Le rapport annuel sur l’état de droit est le fruit d’un dialogue étroit avec les autorités nationales et les parties prenantes et couvre tous les États membres, sur une base objective et impartiale, en examinant les mêmes aspects. L’évaluation qualitative réalisée par la Commission se concentre sur les évolutions importantes intervenues depuis l’adoption du premier rapport sur l’état de droit et garantit une approche cohérente par l’application d’une méthode identique à tous les États membres, tout en restant proportionnée à ces évolutions. Le contenu et la méthodologie de l’édition 2021 sont les mêmes que dans le premier rapport annuel sur l’état de droit, qui a été adopté en septembre 2020.

Le rapport est au cœur du mécanisme de protection de l’état de droit. Ce mécanisme est un cycle annuel visant à promouvoir l’état de droit et à prévenir l’apparition ou l’aggravation de problèmes. L’objectif est de mettre l’accent sur l’amélioration de la compréhension et de la connaissance des problèmes et des évolutions importantes, ainsi que de recenser les défis liés à l’état de droit et d’aider les États membres à trouver des solutions avec le soutien de la Commission et des autres États membres. Il permet aussi aux États membres d’échanger leurs bonnes pratiques, de dialoguer et de tirer des enseignements de leurs expériences respectives.

L’objectif du mécanisme est la prévention. Il est distinct des autres éléments de la panoplie de l’UE en matière d’état de droit et vient compléter, mais sans les remplacer, les mécanismes prévus par le traité pour permettre à l’UE de de résoudre des problèmes plus sérieux liés à l’état de droit dans les États membres. Parmi ces outils figurent les procédures d’infraction et la procédure visant à protéger les valeurs fondatrices de l’Union au titre de l’article 7 du traité sur l’Union européenne.

Il existe également un lien étroit avec les politiques de l’UE visant à relancer l’économie: des systèmes judiciaires robustes, un cadre solide de lutte contre la corruption et un système législatif clair et cohérent, la protection des intérêts financiers de l’UE et une croissance durable. Il s’agit d’un moteur essentiel pour le fonctionnement des instruments de l’UE qui promeuvent les réformes structurelles dans les États membres.

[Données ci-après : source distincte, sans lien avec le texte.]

PR #360, opened 2020-02-12
Bug 1770677: upstream the dnsrecord type

ironcladlou:
Depends on https://github.com/openshift/api/pull/584


ironcladlou:
@Miciah @danehans @frobware PTAL

test/e2e/certificate_publisher_test.go
```diff
@@ -9,8 +9,8 @@ import (
 
 	operatorv1 "github.com/openshift/api/operator/v1"
 
-	iov1 "github.com/openshift/cluster-ingress-operator/pkg/api/v1"
-	ingresscontroller "github.com/openshift/cluster-ingress-operator/pkg/operator/controller"
+	"github.com/openshift/cluster-ingress-operator/pkg/operator/controller"
```
Miciah: Maybe import as `operatorcontroller`?  We are inconsistent in how we import this package, and `operatorcontroller` is the least ambiguous of the options in use.

ironcladlou: Agree, but not sure I agree with another round of CI for it...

La Commission européenne a publié le 20/07/2021 son second rapport sur l’état de droit dans l’Union, avec une communication portant sur la situation globale dans l’UE et des chapitres individuels consacrés à chacun des États membres. Le rapport de 2021 passe en revue les changements intervenus depuis septembre 2020; il approfondit l’évaluation des problèmes signalés dans le rapport précédent et prend en compte l’incidence de la pandémie de COVID-19. Dans l’ensemble, le rapport fait apparaître de nombreuses évolutions positives dans les États membres, notamment dans ceux qui s’emploient à remédier aux difficultés qui avaient été relevées dans le rapport de 2020. Des préoccupations demeurent toutefois, et dans certains États membres, elles sont devenues plus aiguës en ce qui concerne l’indépendance du pouvoir judiciaire et la situation dans les médias. Dans le rapport, la Commission souligne aussi la forte résilience des systèmes nationaux pendant la pandémie de COVID-19, qui a également illustré l’importance de pouvoir maintenir un système d’équilibre des pouvoirs préservant l’état de droit.

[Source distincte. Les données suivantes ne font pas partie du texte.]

PR #361, opened 2020-02-17
Add support for AWS China region route53 Service

wanghaoran1988:


pkg/dns/aws/dns.go
```diff
@@ -101,13 +101,26 @@ func NewProvider(config Config, operatorReleaseVersion string) (*Provider, error
...
+
+	// TODO: This API will only return hostedzone resources (which are global)
+	// when the region is forced to us-east-1. We don't yet understand why.
+	tagRegion := "us-east-1"
+
+	//If the region is in aws china, cn-north-1 or cn-northwest-1, we should:
+	// 1. hard code route53 api endpoint to https://api.route53.cn, as route53 is not GA in AWS China, and aws sdk didn't have the endpoint.
+	// 2. use the aws china regions to setup tagging api correctly in stead of "use-east-1"
+	if (region == "cn-north-1") || (region == "cn-northwest-1") {
+		endpoint := "https://route53.amazonaws.com.cn"
```
bmeng: The endpoint should be `api.roue53.cn`?

pkg/dns/aws/dns.go
```diff
@@ -101,13 +101,26 @@ func NewProvider(config Config, operatorReleaseVersion string) (*Provider, error
...
+	awsconfig := &aws.Config{}
+	awsconfig.Region = &region
+
+	// TODO: This API will only return hostedzone resources (which are global)
+	// when the region is forced to us-east-1. We don't yet understand why.
+	tagRegion := "us-east-1"
+
+	//If the region is in aws china, cn-north-1 or cn-northwest-1, we should:
+	// 1. hard code route53 api endpoint to https://api.route53.cn, as route53 is not GA in AWS China, and aws sdk didn't have the endpoint.
+	// 2. use the aws china regions to setup tagging api correctly in stead of "use-east-1"
```
bmeng: Typo `use-east-1`

pkg/dns/aws/dns.go
wanghaoran1988: both works, this one makes more sense I think.

wanghaoran1988: I got this from AWS SA:
```
For the China Route53, there are 2 endpoints,  see below

    1  api.route53.cn

    2 route53.amazonaws.com.cn

Based on the info from service team , both 2 endpoints are workable after GA. But the new endpoint(the 2nd ) is recommended.
```

ironcladlou: @abhinavdahiya @derekwaynecarr I seem to remember there being prior discussion about cloud provider API endpoints being pushed into the cluster config to be consumed by operators — any thoughts on whether we should be pursing a solution there vs. hard-coding endpoint and region rules here?

wanghaoran1988: @ironcladlou I assume you are talking about https://issues.redhat.com/browse/CORS-1271 ? I don't think this will land in short time, could we merge this as a temp solution? as we already hard coded to "us-east-1" for now, it make sense to me we can add china regions here? after that jira is done, maybe we can revisit this?

ironcladlou: @wanghaoran1988 sorry for the delayed response — I think merging a temporary fix is fine here. I do have a suggestion for a clarifying refactor of the implementation:

```go
tagConfig := aws.NewConfig().WithRegion("us-east-1")
if (region == "cn-north-1") || (region == "cn-northwest-1") {
  tagConfig.Endpoint = "https://route53.amazonaws.com.cn"
  tagConfig.Region = region
}

return &Provider{
  // ...
  tags: resourcegroupstaggingapi.New(sess, tagConfig),
  // ...
}
```

Advantage is that it's less code and also makes it clear that the config is for the tagging API specifically.

Thank you for this contribution! We really appreciate it. Thanks again for your patience.

pkg/dns/aws/dns.go
ironcladlou: Also add a space after the `//` on L111.

pkg/dns/aws/dns.go
```diff
@@ -101,13 +101,26 @@ func NewProvider(config Config, operatorReleaseVersion string) (*Provider, error
 	if len(region) == 0 {
 		return nil, fmt.Errorf("region is required")
 	}
+	awsconfig := &aws.Config{}
+	awsconfig.Region = &region
```
abhinavdahiya: use https://docs.aws.amazon.com/sdk-for-go/api/aws/#String for all string -> *string

pkg/dns/aws/dns.go
```diff
@@ -101,13 +101,26 @@ func NewProvider(config Config, operatorReleaseVersion string) (*Provider, error
...
+
+	// TODO: This API will only return hostedzone resources (which are global)
+	// when the region is forced to us-east-1. We don't yet understand why.
+	tagRegion := "us-east-1"
+
+	//If the region is in aws china, cn-north-1 or cn-northwest-1, we should:
+	// 1. hard code route53 api endpoint to https://api.route53.cn, as route53 is not GA in AWS China, and aws sdk didn't have the endpoint.
+	// 2. use the aws china regions to setup tagging api correctly in stead of "use-east-1"
+	if (region == "cn-north-1") || (region == "cn-northwest-1") {
```
abhinavdahiya:
```
select region {
case endpoints.CnNorth1RegionID, endpoints.CnNorthwest1RegionID:
....
}
```
try and use the const from https://docs.aws.amazon.com/sdk-for-go/api/aws/endpoints/#pkg-constants

pkg/dns/aws/dns.go
```diff
@@ -101,13 +101,26 @@ func NewProvider(config Config, operatorReleaseVersion string) (*Provider, error
 	if len(region) == 0 {
 		return nil, fmt.Errorf("region is required")
 	}
+	awsconfig := &aws.Config{}
```
abhinavdahiya: i think this makes it seem like awsconfig for all clients, when this is for r53 client only, So let's name it so.

pkg/dns/aws/dns.go
```diff
@@ -101,13 +101,26 @@ func NewProvider(config Config, operatorReleaseVersion string) (*Provider, error
...
+	// when the region is forced to us-east-1. We don't yet understand why.
+	tagRegion := "us-east-1"
+
+	//If the region is in aws china, cn-north-1 or cn-northwest-1, we should:
+	// 1. hard code route53 api endpoint to https://api.route53.cn, as route53 is not GA in AWS China, and aws sdk didn't have the endpoint.
+	// 2. use the aws china regions to setup tagging api correctly in stead of "use-east-1"
+	if (region == "cn-north-1") || (region == "cn-northwest-1") {
+		endpoint := "https://route53.amazonaws.com.cn"
+		awsconfig.Endpoint = &endpoint
+		tagRegion = region
```
abhinavdahiya: for all public regions we use `us-east-1`

can you verify that the resourcetaggingapi returns results for hosted zone for both regions north-1 and northwest-1 or do we have to pick one.

if you have access to aws china maybe add the aws cli invocation results?

wanghaoran1988: Good catch, just confirmed with AWS SA, this service hosted in cn-northwest-1 region:
```
Failed when using cn-north-1:
aws route53  list-hosted-zones  --region cn-north-1 --endpoint-url https://route53.amazonaws.com.cn 
aws route53   list-tags-for-resources  --region cn-north-1 --endpoint-url https://route53.amazonaws.com.cn --resource-id <id> --resource-type hostedzone
Succeed with cn-northwest-1:
aws route53  list-hosted-zones  --region cn-northwest-1 --endpoint-url https://route53.amazonaws.com.cn --> succeed
aws route53   list-tags-for-resources  --region cn-northwest-1 --endpoint-url https://route53.amazonaws.com.cn --resource-id <id> --resource-type hostedzone
```

pkg/dns/aws/dns.go
wanghaoran1988: Are you talking using "switch"?

wanghaoran1988:
@iranzo @abhinavdahiya Comments addressed, could you take another look?

pkg/dns/aws/dns.go
```diff
@@ -102,12 +103,26 @@ func NewProvider(config Config, operatorReleaseVersion string) (*Provider, error
 		return nil, fmt.Errorf("region is required")
 	}
 
+	// TODO: This API will only return hostedzone resources (which are global)
+	// when the region is forced to us-east-1. We don't yet understand why.
```
abhinavdahiya: so this comment was for resourcetagging api https://github.com/openshift/cluster-ingress-operator/pull/361/files#diff-e30b09d9b7476806ee0e9a9de47a7d75L108-L110 and the current setup makes it look like it's for r53Config...

abhinavdahiya:
> @iranzo @abhinavdahiya Comments addressed, could you take another look?

there is a inconsistency in how we are generating aws config.

// places that directly create or set aws.Config struct
https://github.com/openshift/cluster-ingress-operator/pull/361/files#diff-e30b09d9b7476806ee0e9a9de47a7d75R108
https://github.com/openshift/cluster-ingress-operator/pull/361/files#diff-e30b09d9b7476806ee0e9a9de47a7d75R118-R119

// places that use functions to create or update aws.Config
https://github.com/openshift/cluster-ingress-operator/pull/361/files#diff-e30b09d9b7476806ee0e9a9de47a7d75R109
https://github.com/openshift/cluster-ingress-operator/pull/361/files#diff-e30b09d9b7476806ee0e9a9de47a7d75R117

it just seems odd, any reason why it's that and why we cannot just use one way?

pkg/dns/aws/dns.go
wanghaoran1988: done

wanghaoran1988:
> > @iranzo @abhinavdahiya Comments addressed, could you take another look?
> 
> there is a inconsistency in how we are generating aws config.
> 
> // places that directly create or set aws.Config struct
> https://github.com/openshift/cluster-ingress-operator/pull/361/files#diff-e30b09d9b7476806ee0e9a9de47a7d75R108
> https://github.com/openshift/cluster-ingress-operator/pull/361/files#diff-e30b09d9b7476806ee0e9a9de47a7d75R118-R119
> 
> // places that use functions to create or update aws.Config
> https://github.com/openshift/cluster-ingress-operator/pull/361/files#diff-e30b09d9b7476806ee0e9a9de47a7d75R109
> https://github.com/openshift/cluster-ingress-operator/pull/361/files#diff-e30b09d9b7476806ee0e9a9de47a7d75R117
> 
> it just seems odd, any reason why it's that and why we cannot just use one way?

All updated to use functions

wanghaoran1988:
/retest 
@abhinavdahiya Could you take another look?

abhinavdahiya:
LGTM

ironcladlou:
Thank you all for working through this.

/lgtm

Vera Jourová, vice-présidente chargée des valeurs et de la transparence, a déclaré: «Le rapport sur l’état de droit est un précieux outil préventif qui a stimulé le débat, nécessaire, entre les États membres et d’autres acteurs. Cette seconde édition montre que les États membres peuvent réaliser des progrès dans la résolution des problèmes d’état de droit. Ces progrès ont cependant été inégaux et des sujets de préoccupation existent dans plusieurs États membres, en particulier quant à l’indépendance du pouvoir judiciaire. De plus, deux journalistes ont été assassinés ces derniers mois; c’est inacceptable. Dans le rapport, la Commission appelle à prendre des mesures fortes en faveur d’une plus grande liberté et d’un pluralisme accru des médias. Nous souhaitons qu’au cours des douze prochains mois, les résultats du rapport de 2021 viennent enrichir les débats entre les États membres dans leurs efforts pour renforcer l’état de droit.»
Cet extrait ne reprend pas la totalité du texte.